Dovehouse Green

About Dovehouse Green

Dovehouse Green, SW3, was an old King’s Road burial ground. It is now an attractive garden with an excellent display of daffodils in the spring. This open area provides a quiet spot to sit among the trees and shrubs.

 

Dovehouse Green Improvements Consultation

The open space at Dovehouse Green, will be improved this year with hard and soft landscaping improvements such as new planting, paving repairs, street furniture improvements and new interpretation boards.

The land is owned by the church and was laid out by the Chelsea society in 1977 so the fundamental design won’t change. The works will be funded by a Section 106 contribution from a neighbouring development.

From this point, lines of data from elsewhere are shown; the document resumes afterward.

PR #366, opened 2017-05-03
Fix FIND_GCRYPT macro.

satori:
There were several mistypes in variable names which prevented macro to
use custom include path.

### DIFF
--- a/cmake/gcrypt.cmake
+++ b/cmake/gcrypt.cmake
@@ -15,11 +15,11 @@
 
 MACRO (FIND_GCRYPT)
 
-  IF (NOT GGRYPT_INCLUDE_PATH)
+  IF (NOT GCRYPT_INCLUDE_PATH)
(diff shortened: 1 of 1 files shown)


gl-sergei:
Hi! Sorry for late reply. Can you please file bug report describing the problem you trying to fix here: https://bugs.launchpad.net/percona-xtrabackup/

gl-sergei:
It is probably the case when grypt is installed to `/usr/local` ?

satori:
I have libgcrypt and libgpg-error headers installed into custom path.
The only way to specify custom headers path in this case is to provide `-DGCRYPT_INCLUDE_PATH=` option.
As this macro has few mistypes in it – it basically doesn't work properly.

I've created JIRA ticket additionally: https://jira.percona.com/browse/PXB-1504

altmannmarcelo:
Hi @satori .

I just checked it is still an issue on 2.4 and 8.0 (currently supported versions). I ported your fix to PR's #1135 and #1136 .

Thanks for your contribution.

PR #368, opened 2017-05-17
Bug 1690823: streaming backups of large databases fail when receiving

gl-sergei:
side runs pxb 2.3.8

xbstream does not close file descriptors when EOF chunk encountered.

`my_hash_delete' has been lost when patch adding parallel extract for
xbstream has been implemented. Fix is to simply put it back.


gl-sergei:
http://jenkins.percona.com/view/PXB%202.3/job/percona-xtrabackup-2.3-param/287/

VasilyNemkov (approved):
Looks good

PR #370, opened 2017-05-23
Bug 1651505: GTID position not recorded when --binlog-info=AUTO

gl-sergei:
With introduction of lockless binlog info support in xtrabackup, binary
log coordinates are no longer saved into `xtrabackup_binlog_info' file if
support of safe binlog info by server detected. Instead, binlog
coordinates are restored during prepare from information saved by InnoDB.

It causes trouble in case when GTIDs are in use instead of binlog
coordinates. Since InnoDB doesn't save GTID executed set, xtrabackup has
no place to restore it from.

This patch makes xtrabackup to fallback to `binlog-info=ON' and save
GTID coordinates during the backup when GTID mode is ON.

### DIFF
--- a/storage/innobase/xtrabackup/src/backup_mysql.cc
+++ b/storage/innobase/xtrabackup/src/backup_mysql.cc
@@ -407,16 +407,6 @@ get_mysql_vars(MYSQL *connection)
 		have_backup_locks = true;
 	}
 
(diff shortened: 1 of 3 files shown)


gl-sergei:
http://jenkins.percona.com/view/PXB%202.3/job/percona-xtrabackup-2.3-param/290/

VasilyNemkov (approved):
Looks good

PR #372, opened 2017-05-29
Bug 1135431: Check privileges on backup start

VasilyNemkov:
Added an option to force check database user privileges.
Implemented a test to verify that option behaviour.

Bug: https://bugs.launchpad.net/percona-xtrabackup/+bug/1135431
param-build: http://jenkins.percona.com/view/PXB%202.3/job/percona-xtrabackup-2.3-param/296/

### DIFF
--- a/storage/innobase/xtrabackup/src/backup_mysql.cc
+++ b/storage/innobase/xtrabackup/src/backup_mysql.cc
@@ -194,6 +194,19 @@ xb_mysql_query(MYSQL *connection, const char *query, bool use_result,
 	return mysql_result;
 }
 
+my_ulonglong
+xb_mysql_numrows(MYSQL *connection, const char *query, bool die_on_error)
+{
+	my_ulonglong rows_count = 0;
+	MYSQL_RES *result = xb_mysql_query(connection, query, true,
+		die_on_error);
+	if (result) {
+		rows_count = mysql_num_rows(result);
+		mysql_free_result(result);
+	}
+	return rows_count;
+}
+
 
 struct mysql_variable {
 	const char *name;
--- a/storage/innobase/xtrabackup/src/xtrabackup.cc
+++ b/storage/innobase/xtrabackup/src/xtrabackup.cc
@@ -352,6 +352,7 @@ my_bool opt_noversioncheck = FALSE;
 my_bool opt_no_backup_locks = FALSE;
 my_bool opt_decompress = FALSE;
 my_bool opt_remove_original = FALSE;
+static my_bool opt_check_privileges = FALSE;
 
 static const char *binlog_info_values[] = {"off", "lockless", "on", "auto",
 					   NullS};
@@ -396,6 +397,9 @@ my_bool opt_ssl_verify_server_cert = FALSE;
 char *opt_server_public_key = NULL;
 #endif
 #endif
+
+static void
+check_all_privileges();
 
 /* Whether xtrabackup_binlog_info should be created on recovery */
 static bool recover_binlog_info;
@@ -611,6 +615,7 @@ enum options_xtrabackup
 
   OPT_XTRA_TABLES_EXCLUDE,
   OPT_XTRA_DATABASES_EXCLUDE,
+  OPT_XTRA_CHECK_PRIVILEGES,
 };
 
 struct my_option xb_client_options[] =
@@ -1012,6 +1017,10 @@ struct my_option xb_client_options[] =
   {"secure-auth", OPT_XB_SECURE_AUTH, "Refuse client connecting to server if it"
     " uses old (pre-4.1.1) protocol.", &opt_secure_auth,
     &opt_secure_auth, 0, GET_BOOL, NO_ARG, 1, 0, 0, 0, 0, 0},
+
+  {"check-privileges", OPT_XTRA_CHECK_PRIVILEGES, "Check database user "
+    "privileges before performing any query.", &opt_check_privileges,
+   &opt_check_privileges, 0, GET_BOOL, NO_ARG, 0, 0, 0, 0, 0, 0},
 
 #include "sslopt-longopts.h"
 
@@ -3548,22 +3557,31 @@ xb_register_table(
 }
 
 static
+bool compile_regex(
+	const char* regex_string,
+	const char* error_context,
+	xb_regex_t* compiled_re)
+{
+	char	errbuf[100];
+	int	ret = xb_regcomp(compiled_re, regex_string, REG_EXTENDED);
+	if (ret != 0) {
+		xb_regerror(ret, compiled_re, errbuf, sizeof(errbuf));
+		msg("xtrabackup: error: %s regcomp(%s): %s\n",
+			error_context, regex_string, errbuf);
+		return false;
+	}
+	return true;
+}
+
+static
 void
 xb_add_regex_to_list(
 	const char* regex,  /*!< in: regex */
 	const char* error_context,  /*!< in: context to error message */
 	regex_list_t* list) /*! in: list to put new regex to */
 {
-	char			errbuf[100];
-	int			ret;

The Royal Borough of Kensington and Chelsea want to know your views on the proposed improvement plans and your preferred options for several the design elements. The questionnaire below should be answered, once you have viewed the options on the four design boards, that form part of this consultation.

We would appreciate if you could spend a few minutes viewing the overall design board (Board 1) and planting options (Boards 2 to 4) before completing the survey.

Dovehouse Green overall design

Dovehouse Green planting options

 

complete the survey

 

History of Dovehouse Green

Dovehouse Green was a garden in 1977. It was a gift to the borough from Sir Hans Sloane 1733, for use as a burial ground and closed in 1824.

The second world war

After the green was damaged in the war, there was a scheme to develop the garden. This ran from 1947 to 1950. Most of the stones were removed and the mortuary was demolished. A small part of the gardens opened to the public.

There is a plaque on the green as a memorial to 457 civilians killed in WWII.

Refurbished in 1977

The gardens were refurbished in 1977 to commemorate the Queen’s Silver Jubilee. The Chelsea Society and the Royal Borough of Kensington and Chelsea re-modelled the garden in 1977. This made the area more accessible to the public. It retained the mature trees and the remaining monuments. Dovehouse Green became the name of the area.

In 2003, the green was refurbished again in celebration of her Golden Jubilee.